The new £140m in funding will be earmarked to support HMRC’s debt management team to improve its capacity to collect tax debts as part of its work to tackle tax non-compliance from 1 April 2025. It has been earmarked to spend on additional third-party debt collection agencies.

Getting a Time to Pay arrangement if you have tax debt is now much more difficult than it was, simply because talking to someone at HMRC about your debt is now a major challenge.
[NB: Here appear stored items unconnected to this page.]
PR #1101, opened 2026-05-04
RHINENG-26206: Add getSummary query func for format=summary endpoint

marleystipich2:
## Summary by Sourcery

Add a lightweight summary retrieval path for remediations and wire it to the existing read controller when format=summary is requested.

New Features:
- Introduce a getSummary query that returns remediation metadata and aggregated issue and system counts without loading full issue details.

Enhancements:
- Refine the remediation read controller to delegate summary responses to the new query instead of computing aggregates in-memory.

### DIFF
--- a/src/remediations/controller.read.js
+++ b/src/remediations/controller.read.js
@@ -316,6 +316,58 @@ function orderSystems (systems, column, asc = true) {
     return _.orderBy(systems, [column, 'id'], [asc ? 'asc' : 'desc']);
 }
 
+/**
+ * GET /v1/remediations/:id — sends `res.json(format.get(remediation))`.
+ *
+ * Default (`format` omitted or `detail`) loads full issues/systems and returns `needs_reboot`, `resolved_count`,
+ * and `issues`. `?format=summary` uses `queries.getSummary` and returns counts only (no `issues`).
+ *
+ * @example Summary (`?format=summary`) response body
+ * {
+ *   "id": "9197ba55-0abc-4028-9bbe-269e530f8bd5",
+ *   "name": "Fix Critical CVEs",
+ *   "auto_reboot": true,
+ *   "archived": false,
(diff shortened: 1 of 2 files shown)


src/remediations/remediations.queries.js
```diff
@@ -466,6 +466,68 @@ exports.get = async function (id, tenant_org_id, created_by = null, includeResol
...
 
+/**
+ * Gets counts and remediation metadata for `GET /v1/remediations/:id?format=summary`.
+ *
+ * Loads the remediation row plus aggregates: total issue count, distinct system count across those issues,
+ * and per-issue-type counts (issue_id prefix before `:`).
+ *
+ * Lightweight because it does not load issues or issue-system rows.
+ */
+exports.getSummary = async function (id, tenant_org_id, created_by = null) {
```
rexwhite, line 499: Add an example of the object returned so I don't have to run this in the debugger to figure out what it looks like.

src/remediations/controller.read.js
rexwhite, line 371: I know it didn't have one before but we really should add an example of what this function returns too, otherwise it's hard to tell without asking AI or running it in the debugger...

src/remediations/controller.read.js
```diff
@@ -325,7 +325,9 @@ exports.get = errors.async(async function (req, res) {
     // otherwise use creator
     const creator_sa_filter = req.type == "ServiceAccount" ? null : req.user.username;
 
-    let remediation = await queries.get(req.params.id, req.user.tenant_org_id, creator_sa_filter);
+    const remediation = summarize
```
rexwhite, line 380: I'm not wild about this: `remediation` contains different things depending on the value of `summarize`, which makes the code harder to follow.

That said, the whole `?format=summary` thing is already a bit of a hack; we really just need to redesign the whole api and publish a v2 version...

But that's for another sprint. 😬

rexwhite (approved):
Approved, but please add sample output to the two functions I mentioned so things are a little easier to follow 🙏🏻

PR #1129, opened 2026-05-18
RHINENG-26507: Replace uuid dependency with crypto.randomUUID

marleystipich2:
## Summary by Sourcery

Replace usage of the external uuid library with Node's built-in crypto.randomUUID across remediations code, middleware, tests, and helpers, and adjust related test utilities accordingly.

Enhancements:
- Standardize UUID generation via a new generatePlaybookRunId helper that wraps crypto.randomUUID for playbook runs.
- Simplify request ID middleware and test helpers to rely on crypto.randomUUID instead of an external dependency.

Build:
- Remove the uuid dependency from package.json now that UUID generation uses the built-in crypto module.

### DIFF
--- a/db/seeders/20240326162729-scalability.js
+++ b/db/seeders/20240326162729-scalability.js
@@ -1,7 +1,6 @@
 'use strict';
 
 const _ = require('lodash');
-const UUID = require('uuid');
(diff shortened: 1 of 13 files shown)


rexwhite (approved):
`uuid.v4` was a little more informative (if you cared that we're using v4 uuids, which... meh 🤷🏻‍♂️), otherwise this looks fine.

You have a merge conflict with `package.json` though...

PR #1158, opened 2026-06-03
RHINENG-26731: Update config endpoints

marleystipich2:
## Summary by Sourcery

Revise configuration APIs to separate effective values, system defaults, and organization-specific overrides, simplifying response shapes and replacing patch/delete operations with a single override-focused endpoint.

New Features:
- Introduce endpoints to retrieve system default configuration values and organization-specific override values separately from effective values.

Enhancements:
- Change GET /config to return effective configuration values directly instead of nested override/default objects.
- Replace PATCH /config and DELETE /config/{field} with PUT /config/overrides, which clears omitted fields to defaults and returns only non-default overrides.
- Update OpenAPI specifications, schemas, and examples to reflect the new configuration model and validation behavior.

Tests:
- Update and expand unit and integration tests to cover the new configuration endpoints, override semantics, validation scenarios, and response formats.

Made the updates needed for this new design:

method & resource | request | response
-- | -- | --
GET /config | n/a | {"a": 30, "b": 120}
GET /config/defaults | n/a | {"a": 30, "b": 60}
GET /config/overrides | n/a | {"b": 120}
PUT /config/overrides | {"b": 90} | {"b": 90}

## Summary by Sourcery

Revise configuration API to return effective values directly and introduce separate endpoints for system defaults and organization-specific overrides, replacing patch/delete operations with a single override-focused update endpoint.

New Features:
- Add GET /config/defaults endpoint to return system default configuration values.
- Add GET /config/overrides endpoint to return only organization-specific override values.
- Add PUT /config/overrides endpoint to replace configuration overrides for an organization.

Enhancements:
- Change GET /config to return effective configuration values without nested override/default objects.
- Adjust override semantics so omitted fields are cleared back to defaults and responses only include non-default overrides.
- Update OpenAPI schemas, descriptions, and examples to reflect the new configuration model and validation behavior.

Tests:
- Update unit and integration tests to cover the new endpoints, override-clearing semantics, and validation rules while removing delete/patch-specific tests.

### DIFF
--- a/src/api/openapi.yaml
+++ b/src/api/openapi.yaml
@@ -727,13 +727,15 @@ paths:
         - configuration
       summary: Get organization-wide configuration
       description: |
-        Returns the current and default configuration values for the caller's organization.
+        Returns the effective value of each organization-wide configuration field for the
+        caller's organization.
 
-        Each field has an `override` value (custom setting) and a `default` value (system default).
-        - `override: null` means no custom value is set; the system default is used
-        - `override: <value>` means a custom value has been explicitly configured
+        Each field reflects a custom override value when one has been set, or the system default
+        value when no override exists. All configuration fields are always included in the response.
 
-        The effective value for a field is: `override ?? default`
+        To see only the system default value for each field, use **GET /config/defaults**.
+
+        To see only fields with custom override values, use **GET /config/overrides**.
       operationId: getConfig
       responses:
         200:
@@ -743,37 +745,16 @@ paths:
               schema:
                 $ref: '#/components/schemas/ConfigResponse'
               example:
-                plan_retention_days:
-                  override: null
-                  default: 120
-                plan_warning_days:
-                  override: 14
-                  default: 30
-    patch:
+                plan_retention_days: 120
+                plan_warning_days: 14
+
+  /config/defaults:
+    get:
       tags:
         - configuration
-      summary: Update organization configuration
-      description: |
-        Updates organization-wide configurable items for the caller's organization (restricted to organization admins only).
-
-        Sets custom values that override the system defaults. Use DELETE /config/{field} to reset a field back to its default value.  Alternately, send `null` to clear an override.
-
-        **Valid ranges:**
-        - `plan_retention_days`: 1-365 days (or `null` to use default)
-        - `plan_warning_days`: 1-365 days (or `null` to use default)
-
-        **Validation rules:**
-        - `plan_warning_days` must be less than `plan_retention_days` (using effective values after resolving nulls to system defaults)
-      operationId: updateConfig
-      requestBody:
-        required: true
-        content:
-          application/json:
-            schema:
-              $ref: '#/components/schemas/ConfigInput'
-            example:
-              plan_retention_days: 90
-              plan_warning_days: null
+      summary: Get system default values for organization-wide configuration fields
+      description: Returns the system default value for each organization-wide configuration field.
+      operationId: getConfigDefaults
       responses:
         200:
           description: OK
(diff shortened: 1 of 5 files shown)


marleystipich2:
@sourcery-ai review

src/api/openapi.yaml
```diff
@@ -743,37 +745,88 @@ paths:
...
+      summary: Replace organization-wide configuration overrides
+      description: |
+        Replaces override values for organization-wide configuration fields (restricted to
+        organization admins only).
+
+        Fields omitted from the request body, or set to `null`, revert to the system default (stored as null).
+        To keep an existing override unchanged when updating another field, include that field in the request 
+        body with its current override value. To reset all overrides, send an empty object `{}`.
+
+        Only fields with a custom override value are included in the response.
```
marleystipich2, line 804: For the `PUT /config/overrides` response, do we only want to return the fields with overrides/were included in the request body? That’s how I currently have it setup. 

So if request body is `{"a": 120, "b": 90}` then response is `{"a": 120, "b": 90}`

But if you want to reset all fields to their default values by using the request body `{}` then the response would also be `{}` . 

This endpoint is technically for updating override values so it make sense to only return the fields that have overrides.

rexwhite: I think both ways would return the same thing, since if you don't include a field in the PUT body it is removed - on a successful PUT the new set of overrides will exactly match the PUT body.

src/api/openapi.yaml
```diff
@@ -743,37 +745,88 @@ paths:
...
       requestBody:
         required: true
         content:
           application/json:
             schema:
               $ref: '#/components/schemas/ConfigInput'
-            example:
-              plan_retention_days: 90
-              plan_warning_days: null
+            examples:
```
rexwhite, line 820: I didn't realize you could have multiple examples 🙄

src/config/config.controller.js
```diff
@@ -5,144 +5,96 @@ const db = require('../db');
...
- *     "override": null,     // null = using system default
- *     "default": 120
- *   },
- *   "plan_warning_days": {
- *     "override": 14,       // custom value set
- *     "default": 30
- *   }
- * }
- */
 exports.get = errors.async(async function (req, res) {
```
rexwhite, line 41: Add a comment to describe this function, with sample output.

src/api/openapi.yaml
```diff
@@ -1725,30 +1722,31 @@ components:
...
-        - Set to a value (1-365) to create/update a custom override
+        **Important:** Fields omitted from the request body, or set to `null`, revert to the system default (stored as null).
+        To keep an existing override unchanged when updating another field, include that field in the request 
+        body with its current override value. To reset all overrides, send an empty object `{}`.
       properties:
         plan_retention_days:
           type: integer
           nullable: true
           minimum: 1
           maximum: 365
```
rexwhite: This should *probably* be 366, to allow for leap years 😬

src/api/openapi.yaml
```diff
@@ -1725,30 +1722,31 @@ components:
...
-            Set to null to use system default (120 days). Set to 1-365 to override.
+            Organization-wide configuration field. If a plan isn't updated or executed within this
+            many days, it will be treated as expired. Omit this field from the request body or set
+            to `null` to use the system default. Must be greater than `plan_warning_days`.
           example: 90
         plan_warning_days:
           type: integer
           nullable: true
           minimum: 1
           maximum: 365
```
rexwhite: 366? (See above)

rexwhite (approved):
Looks good.  Maybe add a comment for GET /config...

src/api/openapi.yaml
marleystipich2: Same lol Cursor figured it out for me 😄

PR #1162, opened 2026-06-09
RHINENG-26902: add subscriptionRefresh play for patch remediations

rverdile:
This supports a feature of Patch that will pre-calculate template advisory installability. This means that Patch may know that an advisory is installable before a system does. In the case where a user switches a system from one template to another, this could break a patch remediation if the advisory is installable according to patch, but the system has not been refreshed recently and therefore is not actually installable on the system.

The new funding should make this much easier.

The latest funding announcement is forecast to raise £4.5bn of tax revenue by 2028-29.



Self-employed NICs Reduced to 6%

The government is also cutting a further 2p from the main rate of self-employed National Insurance on top of the 1p cut announced at Autumn Statement 2023.

This means that from 6 April 2024, the main rate of Class 4 NICs for the self-employed will now be reduced from 9% to 6%.

Combined with the abolition of the requirement to pay Class 2, this will save an average self-employed person on £28,000 around £650 a year.

The latest NIC cut will come into force from the new tax year 2024-25.



Abolition of Employee’s NIC?

National Insurance (NI) has been around since 1911 and the prime minister is hinting that he would like to remove the tax completely.

All that money ultimately goes to the same pot, to fund the same public services.’

NICs are the second highest contributor to tax in the UK. Employees’ contributions accounted for £65bn of the total amount in 2022/23.

Employers currently pay a rate of 13.8% for every employee in NICs and still pay the contribution if the employee is older than the state pension age. However, the employee is exempt from NICs once past this age.

In November the Chancellor reduced the rate of NICs by 2%, and last week he repeated this, with another 2% cut, reducing the rate to 8% overall.

Any abolition will likely lead to a hike in other taxes, perhaps even income tax, to offset the loss of NICs.



ISA Allowances

Jeremy Hunt has announced the introduction of a new UK ISA which extends the tax-free allowance to £25,000.

The new British ISA will allow an additional £5,000 annual investment for investments in UK equity with all the tax advantages of other ISAs.

There is no date at which the ISA will become available along with the four current ISAs adults can pay into.

The idea is to promote investing in UK businesses.

Additionally, from 6 April 2024, you will be able to open multiple ISAs of the same type in the same tax year as long as the amount saved is under £20,000.